Entshilkan

   Simon, Sharly, Florian, Azraël et Méline étaient tous réunis autour d'un feu. Simon avait raconté ses aventures, secondé par Sharly qui précisait des points, surtout ceux où Simon occultait ses propres exploits. Pour satisfaire la curiosité du centaure, Azraël accepta de parler de la quête de la couronne ardente. Sharly se montra fort intrigué sur la façon dont ils avaient fait fonctionner le système de l'arc rampant.
    - Mais comment ont-il su qu'il fallait appuyer sur les impostes ? Ils n'ont pourtant pas l'air d'être très intelligents ! protesta le centaure, parlant de Bay et Haiah.
   Azraël éclata de rire en étendant ses longues jambes.
    - Oh ! Ils ne l'ont pas trouvé tous seuls. En fait, c'est Mériel qui savait comment faire. Mais il l'a dit si bas que seuls ses frères, qui étaient près de lui, l'ont entendu.
    - Et toi, le taquina Sharly.
    - J'entends tout, répondit Azraël avec un sourire entendu.
    - Pourquoi Mériel n'a-t-il pas revendiqué sa découverte quand tout le monde a félicité Bay et Haiah ? fit Méline.
    - Sa modestie naturelle, je suppose. N'oublie pas que Bay ne tolérait pas qu'il parle.
   Simon semblait s'être désintéressé de la conversation. Il sculptait une petite plaque d'ivoire. Sharly regarda par-dessus son épaule et eut un sourire amusé. Le visage de Méline, très pur, apparaissait en camée sur la plaquette. Une fois sa sculpture finie, Simon la tendit à Méline qui accepta le cadeau avec surprise. Le jeune homme était déjà reparti dans une autre sculpture, d'ébène cette fois-ci. Ce fut Azraël qui se dégagea du bois, monté sur Furnerius, en cavalier solitaire, tel qu'il était apparu à Simon. Ce dernier sut rendre l'entente parfaite qui régnait entre le cavalier et la monture.
    - Ce sera utile, précisa Florian. Gardez-les soigneusement.
   Méline et Azraël hochèrent la tête.
   La nuit étant bien avancée, chacun s'allongea pour dormir, Simon prenant le premier tour de garde. Quelques instants après que tout le monde se fut endormi, il se leva silencieusement pour aller près des chevaux ; il ne remarqua pas qu'un regard vigilant suivait le moindre de ses mouvements. Quand Simon revint près du feu, Azraël avait déjà refermé les yeux.
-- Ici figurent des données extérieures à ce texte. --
PR #2805, opened 2025-09-25
Update RPC stability warning

### LINKED ISSUE #2718: Update stability warning for RPC semconv
The RPC stabilization effort is kicking off, and so we need to add/update the stability warning on RPC semantic conventions.

trask:
Fixes #2718

Copied the warning over from Database semantic conventions.

### DIFF
--- a/docs/rpc/rpc-metrics.md
+++ b/docs/rpc/rpc-metrics.md
@@ -35,29 +35,28 @@ metrics can be filtered for finer grain analysis.
 
 > **Warning**
 > Existing RPC instrumentations that are using
-> [v1.20.0 of this document](https://github.com/open-telemetry/opentelemetry-specification/blob/v1.20.0/specification/metrics/semantic_conventions/rpc-metrics.md)
+> [v1.37.0 of this document](https://github.com/open-telemetry/semantic-conventions/blob/v1.37.0/docs/rpc/rpc-metrics.md)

   Le lendemain, le jeune assassin découvrit sans peine le fer à cheval enfoui dans l'épaisse crinière noire de Furnerius et cette trouvaille le laissa songeur : quel pouvoir avaient les sculptures de Simon pour qu'il en équipe aussi les chevaux, en cachette ? Trente secondes plus tard, il trouvait une sculpture semblable dans la crinière de Solitudines. Il ne dit rien et regarda partir Simon et Sharly. Florian s'en allait de son côté, un gros sac sur l'épaule, rempli de sculptures qu'il enchâsserait dans les murs des cités.
   Trois jours plus tard, Azraël et Méline tombèrent sur la légion de Jakez, revenue dans les parages. Ils se revirent avec un plaisir manifeste. Rapace et Méline se retrouvèrent face à face, un peu gênés. La jeune fille, cédant à une impulsion enfantine, sauta au cou du grand elfe.
    - Merci pour tout, Rapace, merci de tout coeur !
    - Merci de quoi ? fit le jeune elfe, abasourdi.
    - Pour avoir défendu Zarth et pour m'avoir offert Solitudines. C'est un compagnon merveilleux.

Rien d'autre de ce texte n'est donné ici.